We've been Wyndham owners for 10 yrs now. we started out as Discovery owners, worked our way into 2 deeds & then upgraded 3 yrs ago to Club Wyndham Access. We love & thoroughly enjoy our vacations. 
Times have changed & life has happened for us. Our  CWA purchase included Pathways. I was reading some threads on Wyndhams Ovation plan last night. I went ahead & inquired about Ovation through Wyndham last night. This morning I had rcvd an e-mail from Wyndham regarding my inquiry. Since we still have a loan balance I do not qualify for Ovation. That was expected. 
This was our option offered by Wyndham. 

A Financial Hardship packet which initiates a comprehensive review of our financial situation to determine our eligibility of relief.
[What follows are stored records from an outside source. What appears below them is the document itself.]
Issue #601, opened 2026-08-11
refactor: apply the four architecture decisions (ADR rollout)


gbrlcustodio:
Umbrella tracker for applying the architecture decisions recorded in `docs/contributing/adr/`. This is a first task list to refine and split later.

## Typed-output rollout (ADR-0002)

- [ ] Card first, the highest-traffic and most-duplicated shape
- [ ] Remaining resources, one at a time behind the stable facade
- [ ] A typed fake of the SDK surface so client tests stop mocking flat wire methods

## MCP outcome tools (ADR-0003)

- [ ] Audit the tool surface for endpoint-shaped tools
- [ ] Consolidate into outcome-shaped tools, keeping primitive escape hatches
- [ ] Move remaining write gates onto protocol-native elicitation

## Vertical-slice refactor (ADR-0004)

- [ ] `PipefyClient` to `Pipefy` composition-root rename
- [ ] Per-slice import-linter contract: facade to use case to client to model, `models.py` free of transport and framework
- [ ] Split `webhook_service`: System Integration (webhook CRUD), Communication (email), Work Execution (`get_card_inbox_emails`)
- [ ] Split `observability_service`: Billing (usage/credits), Performance and Oversight (execution metrics, automation logs), Governance and Audit (AI-agent logs)
- [ ] Split `report_service`: Performance and Oversight (reports), Governance and Audit (`export_pipe_audit_logs`)
- [ ] Split `relation_service`: Work Execution (card relations), Process Modeling (pipe-relation definitions), Business Records (table relations)
- [ ] Split `pipe_service`: Process Modeling (definition reads), Work Execution (phase-card reads), Identity and Access Management (`get_pipe_members`)
- [ ] Rename and split `pipe_tools.py` (MCP) across Work Execution, Process Modeling, Request Intake, and Identity and Access Management

PR #598, opened 2026-08-11
docs: add documentation authoring guideline

gbrlcustodio:
Stacked on #597. Base is `docs/architecture-principles`, so this diff shows only the Phase 2 change. Review and merge #597 first.

## What

Add `docs/contributing/authoring.md`, a short contributor guideline for how the `docs/` tree is organized and where a new doc goes. It joins its siblings `architecture.md` and `conventions.md`, and is linked from `docs/README.md` and `AGENTS.md`.

## Why

Phase 1 derived a set of rules for the docs tree but never wrote them down. This records them, cut to the irreducible set (mantra: less brings clarity, more brings confusion):

- Where a doc goes: audience first (contributor, consumer-by-surface, durable cross-cutting at root), then Diataxis kind, one kind per file where practical.
- Generate fast-changing reference from code (docstrings, `Field(description=...)`, the registry, Typer help); hand-author only where no code source exists; never mix a generated table with durable prose.
- Keep it small: keep recognizable names, do not invent buckets for a few files, and send concrete migration steps to issues rather than a checklist in the doc.

## The target, not the current state

The guideline describes the target the tree converges to. The current tree is mid-migration. It states the rules, not a status list, because status rots. The known divergences (generate `parity.md` and the `config.md` table; relocate `ipaas.md` under `docs/mcp/`; split the four-quadrant `cli/auth.md` and portal's contributor testing content; separate the contributor tails in `MIGRATION.md`/`parity.md`) are staged as separate, reviewed steps tracked in issues. Each is load-bearing in code or tests, so none happen here.

## Testing

Docs-only: one new file (23 lines) plus two index rows. No code, test, or fixture path changed, so the parity test, the auth `_docs.py` assertions, and the CLI golden snapshot are untouched. Links resolve; no em or en dashes or curly quotes.

PR #602, opened 2026-08-11
docs: add architecture decision records and graduate their rules

gbrlcustodio:
| Stack | PR | Base | Content |
|---|---|---|---|
| 1 of 2 | #597 | `dev` | The living docs: architecture and conventions. |
| 2 of 2 | **#602 (this one)** | `docs/architecture-principles` | The decision records under `docs/contributing/adr/`. |

Review #597 first. This diff shows only the second step.

## What

Record the architecture decisions from the refactor spike as four consolidated decision records, add the guideline that says where a doc belongs, and connect both to the living docs.

- `docs/contributing/authoring.md` (new): where a doc goes. Audience first (contributor, consumer by surface, durable cross-cutting at root), then Diataxis kind, one kind per file where practical. Generate fast-changing reference from code. Keep recognizable names and do not invent buckets for a few files. It also holds the rule for where a decision record lives.
- `docs/contributing/adr/` (new): four records. Layered responsibility (0001), typed single-form contract (0002), MCP tools express outcomes (0003), vertical-slice structure and naming (0004). An index `README.md` maps each record to the living doc that carries its current rule, and lists the rollout work tracked in #601.
- `docs/mcp/README.md`: gains the tool-design section that `architecture.md` points to.
- `docs/contributing/architecture.md`: four lines change, each one a back-link to a record this PR creates. That is the whole diff on this file.

## All four records land as proposed

None is adopted. A fact-check against the code found that the rules are not yet true of the code, so the set stays one editable proposal rather than a set of immutable records.

This matters for how you read them. An adopted record is immutable, and changing the decision means adding a record that supersedes it. A proposed record is still editable in place, so a correction here is cheap. Say so now if a decision reads wrong.

The rollout that would earn adoption is tracked in #601.

## Why the records are separate from the rules

The rule a contributor follows day to day lives in a living doc (`architecture.md`, `conventions.md`, `mcp/README.md`). The record keeps the reasoning that produced it. A living doc can be edited freely as the code moves. A record, once adopted, cannot. Splitting them means the durable why does not rot alongside the current how.

## Scope notes

- The ten exploratory records from the spike are consolidated into these four. The full exploration stays in the branch history of `refactor/mcp-named-concerns`.
- No `domain-surface-map.md` ships. It derived from an internal model, so its durable slice list moved into ADR-0004 and its migration work-list into #601.
- Existing record prose is kept intact beyond the targeted status and scope changes, so the recorded reasoning is not altered after the fact.

## Testing

Docs-only. No test asserts a `docs/` path, and no workflow checks links, so verification is manual:

- Every relative link in the changed files resolves against the tree this PR produces, stacked on #597 (66 links checked). The four new back-links in `architecture.md` point at records this same PR adds, so no merge point has a dangling link.
- No code, test, or fixture path changed.


gbrlcustodio:
Closing in favor of #627, which carries the same branch (`docs/decisions`) with the correct base.

The content is unchanged and the head commit is the same. The only reason for a new number is that GitHub refuses a base change on a member of a native stack, and this PR still pointed at `docs/authoring`. After #598 closed, that base was no longer an ancestor of this branch, so the merge base fell back to `dev` and the diff inflated to 15 files, showing #597's changes as well as this PR's. #627 has the correct base and shows the intended 10 files.

This PR also now includes the authoring guideline from #598 and the record statuses from #625, so the four-PR stack is two PRs: #597 then #627.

Has anyone ever had to go this route & what are the odds of Wyndham actually relieving us of our CWA?


----------



## mistalong (Aug 14, 2015)

*No compassion whatsoever*

My mother in-law filled out one when her husband died.  All they did was allowed her to delay payments a month or so.  If you're wanting to get out of the contract, you can forget it.


----------



## Ty1on (Aug 14, 2015)

mistalong said:


> My mother in-law filled out one when her husband died.  All they did was allowed her to delay payments a month or so.  If you're wanting to get out of the contract, you can forget it.



Oh he can get out of the contract, but it would involve foreclosure.


----------



## ronparise (Aug 14, 2015)

I know someone in your position that filled out the "hardship" package. Like you she had made two purchases and had financed them both. Ultimately Wyndham took the whole mess back.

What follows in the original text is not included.